We'll see how things play out over the next six months. I will say that there is no explicit code to guard against hitting the $90K limit. I tried to work something out, but never came up with a satisfactory solution. It's easy enough to go to cash, but then you need to decide when to go back in. If there's a 10% drawdown early on, I'm sunk (of course, if the market drops that much, then 6 months from now, it might not make it back up anyway).

Grant

Why not:

def initialize(context):  
    # master list of securities  
    context.stocks_master = [sid(24),  
                             sid(8229),  
                             sid(3951),  
                             sid(20387),  
                             sid(21947)]  
    # list of available securities  
    context.stocks = context.stocks_master 

for stock in context.stocks:  
        if stock.security_end_date >= get_datetime():  # delisted ?  
            context.stocks.remove(stock)  

It's minor.

Grant, OK, fair enough, you side-stepped the question but I generally accepted that that would be the case.

How about this question: Now that you have more than a month of real time returns, if you backtest the same algo, over the same periods that actual returns are available -- do they match? That is, can you replicate in backtest what your algo did real time? I suspect not, but I'm curious as to how far off the numbers are. And I suppose this goes for anyone paper trading for any long enough period: can you replicate your RT results in BT?

@MT check out this thread: https://www.quantopian.com/posts/backtesting-to-live-trading-progression-example

Disclaimer

The material on this website is provided for informational purposes only and does not constitute an offer to sell, a solicitation to buy, or a recommendation or endorsement for any security or strategy, nor does it constitute an offer to provide investment advisory services by Quantopian. In addition, the material offers no opinion with respect to the suitability of any security or specific investment. No information contained herein should be regarded as a suggestion to engage in or refrain from any investment-related course of action as none of Quantopian nor any of its affiliates is undertaking to provide investment advice, act as an adviser to any plan or entity subject to the Employee Retirement Income Security Act of 1974, as amended, individual retirement account or individual retirement annuity, or give advice in a fiduciary capacity with respect to the materials presented herein. If you are an individual retirement or other investor, contact your financial advisor or other fiduciary unrelated to Quantopian about whether any given investment idea, strategy, product or service described herein may be appropriate for your circumstances. All investments involve risk, including loss of principal. Quantopian makes no guarantees as to the accuracy or completeness of the views expressed in the website. The views are subject to change, and may have become unreliable for various reasons, including changes in market conditions or economic circumstances.

@Alisa, I remember that post. Thanks.
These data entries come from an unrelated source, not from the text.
PR #25, opened 2020-08-19
constructing PatientDictContainer and passing that in to MainWindow

sjswerdloff:
this is a bug fix (the app would core dump due to wrong signature for
creating MainWindow).
some reformatting based on my settings in (VS) code

### DIFF
--- a/src/Controller/interPageController.py
+++ b/src/Controller/interPageController.py
@@ -3,11 +3,14 @@
 #   This file handles all the processes done when opening a new patient or opening the program for the first time   #
 #                                                                                                                   #
 #####################################################################################################################
-from PyQt5.QtWidgets import QMessageBox, QDesktopWidget
 from shutil import which
+
+from PyQt5.QtWidgets import QDesktopWidget, QMessageBox
+
+from src.Model.PatientDictContainer import PatientDictContainer
+from src.View.Main_Page.ClinicalDataForm import *
 from src.View.Main_Page.mainPage import *
 from src.View.openpage import WelcomePage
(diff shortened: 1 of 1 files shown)


src/Controller/interPageController.py
```diff
@@ -299,15 +319,35 @@ def show_patient(self, path):
         """
         Display patient data
         """
+        patient_dict_container = PatientDictContainer(
```
sjswerdloff, line 322: This is the significant change (not just automated reformatting based on black and isort).  Create the PatientDictContainer

src/Controller/interPageController.py
```diff
@@ -299,15 +319,35 @@ def show_patient(self, path):
...
+            pixluts=self.bar_window.ext.dict_pixluts,
+        )
         # Loads the main window  by providing the necessary data obtained by the progress bar
-        self.patient_window = MainWindow(path, self.bar_window.ext.read_data_dict, self.bar_window.ext.file_names_dict,
-                                         self.bar_window.ext.rois, self.bar_window.ext.raw_dvh,
-                                         self.bar_window.ext.dvh_x_y, self.bar_window.ext.dict_raw_ContourData,
-                                         self.bar_window.ext.dict_NumPoints, self.bar_window.ext.dict_pixluts)
+        self.patient_window = MainWindow(
+            # path,
+            patient_dict_container,
```
sjswerdloff, line 336: and then pass in just the patient_dict_container.
It would be reasonable for a review comment to require that I eliminate all of the commented out arguments.
I left them there to make it clear what the change was, and why.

I'm hoping Grant can confirm that a strategy that trades more frequently than once a month can also match up, RT vs BT.

Hello Market Tech,

I did a backtest of the winning algo, and the performance was similar to what resulted from the Quantopian 15-minute delayed trading over the contest month. Also, running in parallel with the Quantopian-funded algo, I have the same algo running against the 15-minute delayed data (default commission and slippage settings). After a couple trading days, there are some slight differences but nothing I'd consider significant (e.g. -0.2% simulated return versus -0.3% actual return).

You raise an interesting general point that for some styles of trading, the default commission and slippage models may not be valid (as Simon Thornington has discussed). So, if Quantopian is looking to use simulations to evaluate algos for investment by their fund, then they'll have to sort this out.